Preparing to Tokenize the Data

Most of the data in these files is textual, so you can use Lucene to tokenize it. Using Lucene is better than simply splitting on whitespace and punctuation because you can use Lucene’s StandardAnalyzer class, which treats special tokens like email addresses correctly.

You’ll also need several variables to accumulate averages for progress output such as average log likelihood, percent correct, document line count, and the number of documents processed:

double averageLL = 0.0;
double averageCorrect = 0.0;
double averageLineCount = 0.0;
int k = 0;
double step = 0.0;
int[] bumps = new int[]{1, 2, 5};
double lineCount;

These variables will allow you to measure the progress and performance of the learning algorithm.

Reading and Tokenizing the Data

You’re ready to process the data. You’ll make only one pass through it because the online logistic regression algorithm learns quickly. Making only a single pass also facilitates progress evaluation, because each document can be tested against the current state classifier before it’s used as training data.

To do the actual learning, documents are processed in a random order so that examples from different groups are mixed together. Presenting training data in a random order helps the OnlineLogisticRegression algorithm converge to a solution more quickly. You can do this as follows.

Listing 14.2. Parsing the data

The filename can be used to tell which newsgroup each document belongs to . There is a header line that gives the number of lines, which can be encoded as a feature . Then, in parsing header lines and the body of the document , you need to count the words that you find. You can use a multi-set from the Google Guava library to do this counting. At least one of the documents has a bogus line count, and in that case it is reasonable to set the line count to the overall average to be defensive.

In each document, the headers come first and consist of lines containing a header name, a colon, content, and possible continuation lines that start with a space. The line number and the counts of the words on selected header lines are needed as features. After processing the headers, the body of the document is passed through the Lucene analyzer.

Vectorizing the Data

With the data from the document in hand, you’re ready to collect all of the features into a single feature vector that can be used by the classifier learning algorithm. Here’s how to do that:

Vector v = new RandomAccessSparseVector(FEATURES);
bias.addToVector(null, 1, v);
lines.addToVector(null, lineCount / 30, v);
logLines.addToVector(null, Math.log(lineCount + 1), v);
for (String word : words.elementSet()) {
  encoder.addToVector(word, Math.log(1 + words.count(word)), v);
}

First, encode the bias (constant) term, which always has a value of 1. This feature can be used by the learning algorithm as a threshold. Some problems can’t be solved using logistic regression without such a term.

The line count is encoded both in raw form and as a logarithm. The division by 30 is done to put the line length into roughly the same range as other inputs so that learning will progress more quickly.

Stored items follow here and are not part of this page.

PR #2703, opened 2015-01-15
Document that ManyArrays are no longer RecordArrays in the changelog.

### LINKED ISSUE #2611: ManyArrays are no longer an array proxy
We should note this in changes because people might have been relying on internals of .content

### LINKED ISSUE #2665: Removed 'content' property from relationships
This used to work just fine in ember
```js
//each segment has many messages
var messages = segment.get("messages");

//then to get the plain array
var messagesArray = messages.get("content");
```

But now I need to do this

```js
var messagesArray = messages.get("currentState");
```

I have some old JS code that needs to see plain arrays, for indecies and things like that, Removing this feature caused me to change alot of my code

bmac:
Closes #2611
Closes #2665

### DIFF
--- a/CHANGELOG.md
+++ b/CHANGELOG.md
@@ -93,6 +93,27 @@ export default DS.RESTSerializer.extend({
 Please use `store.metadataFor()` to get metadata and `store.setMetadataFor()`
 to set metadata.
 
+
+##### `ManyArray`s are no longer `RecordArray`s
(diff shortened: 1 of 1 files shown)


wecc:
I think this should be merged and #2667 reverted

bmac:
I don't think it hurts to have both this pr and #2667 in the change log since they both touch different sections of the changelog.

PR #2709, opened 2015-01-19
Fixed `@extends` and `@uses` for ManyArray doc

lolmaus:
Before: 

    @extends DS.RecordArray

But `DS.ManyArray` does not extend `DS.RecordArray`!

After:

    @extends Ember.Object
    @uses Ember.MutableArray, Ember.Evented


bmac:
Thanks!

Issue #2708, opened 2015-01-19
Should `deleted.inFlight` support `becameInvalid`?


ppcano:
Currently, when the server response of DELETE is a validation error, the record state (deleted.inFlight) does not manage the `becameInvalid` event.

I am not sure, if this implementation is missing or is a design choice, so `deletion` should only response to normal errors, avoiding validation errors.

Right now, rollback the record state may be solved as:
```
    item.destroyRecord().then(function() {
      ....
    }).catch(function(error) {
      if (error instanceof InvalidError) {
        self.store.recordWasError(item, error);
      }
      item.rollback();
   });
```

wecc:
Duplicate of #2126, open PR at #2169.

ppcano:
Closing in favour of #2710

PR #2169, opened 2014-08-08
Fixes #2126: Invalid state for root.deleted

duggiefresh:
Fixes #2126.

* Adds `becameInvalid` handler for `deleted.inFlight` state.
* Sets `Ember.run` to `run` within test.

PR #2710, opened 2015-01-19
Fix: a record in state deleted.invalid can be rollbacked

### LINKED ISSUE #2126: Invalid state for root.deleted
Apparently Ember does not allow me to invalidate a DELETE request.

If my ```App.model.destroyRecord()``` returns a default ```Errors object``` with the message 'Deletion is not allowed', embers raises a 

```
Attempted to handle event `becameInvalid` on <App.Model:ember718:2> while in state root.deleted.inFlight
```

Since its not the object error itself, I can't retrieve the error message.

But... If I try to delete again, then I get the right error response from the server with the error messages returned.

```
DEBUG: -------------------------------
DEBUG: Ember      : 1.7.0-beta.3
DEBUG: Ember Data : 1.0.0-beta.8.2a68c63a
DEBUG: Handlebars : 1.3.0
DEBUG: jQuery     : 1.11.1
DEBUG: -------------------------------
```

ppcano:
Fix #2126, #2169, #2708 

Defines the `root.deleted.invalid` state and its different events. 

Now  a record which has been invalidated during its `deletion` can be rollbacked on the same way that if it would receive an error response.

### DIFF
--- a/packages/ember-data/lib/system/model/states.js
+++ b/packages/ember-data/lib/system/model/states.js
@@ -658,6 +658,11 @@ var RootState = {
       becameError: function(record) {
         record.transitionTo('uncommitted');
         record.triggerLater('becameError', record);
+      },
+
+      becameInvalid: function(record) {
+        record.transitionTo('invalid');
+        record.triggerLater('becameInvalid', record);
       }
     },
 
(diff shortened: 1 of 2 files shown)


packages/ember-data/lib/system/model/states.js
```diff
@@ -658,6 +658,11 @@ var RootState = {
       becameError: function(record) {
         record.transitionTo('uncommitted');
         record.triggerLater('becameError', record);
+      },
+
+      becameInvalid: function(record) {
+        record.transitionTo('invalid');
+        record.triggerLater('becameInvalid', record);
```
bmac: Why do we run `triggerLater` here?

ppcano: I thought, it needed to be called because `DirtyState.inFlight.becameInvalid` calls `record.send('invokeLifecycleCallbacks')` and then:
```js
invalid: {
    invokeLifecycleCallbacks: function(record) {
      record.triggerLater('becameInvalid', record);
    }
}
```

The implementation is based on other `invalid event` implementations but honestly, I didn't understand well when `record.triggerLater('becameInvalid', record);` is necessary.

If I removed this `triggerLater`, the test pass. Do you want to me to update PR?

tomdale:
@ppcano Does this supersede #2169? If we take this PR, do we not need to take the other?

ppcano:
@tomdale yes, this one supersede #2169

jcope2013:
any timeline on this landing soon?

bmac:
Thanks

atomkirk:
Isn't the better approach to include the `DirtyState` in the deleted state? Per the docs:
>The dirty state is a abstract state whose functionality is
>shared between the `created` and `updated` states.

The body of the document is encoded similarly except that the weight applied to each word in the document is based on the log of the frequency of the word in the document, rather than the straight frequency. This is done because words occur more than once in a single document much more frequently than would be expected by the overall frequency of the word. The log of the frequency takes this into account.

Measuring Progress So Far

At this point, you should have a vector and be ready to give it to the learning algorithm. Until then, the document can still be considered to be withheld data. And as such, you might as well use the data to get some feedback about the (hopefully improving) accuracy of the classifier. You can compute two measures of accuracy: the log likelihood and the average rate of correct classification.

Log likelihood has a maximum value of 0, and random guessing with 20 alternatives should give a result of close to –3. Log likelihood gives credit even when the classifier gets the wrong answer if the right answer is near the top, and it takes credit away if it gets the right answer but has a wrong answer with nearly as high a score. These close-but-not-quite properties of log likelihood make it a useful measure for performance testing. But it can be difficult to explain log likelihood to non-technical colleagues, so it’s good to have a simpler measure, the average rate of correct answers, as well.

You can compute the averages of the performance metrics using a trick known as Welford’s algorithm, which allows you to always have an estimate of the current average. A variant on Welford’s algorithm is used here, so that until you have processed 200 examples, a straight average is used. After that, exponential averaging is used so that you get a progressive measure of performance that eventually forgets about the early results from before the classifier had learned anything.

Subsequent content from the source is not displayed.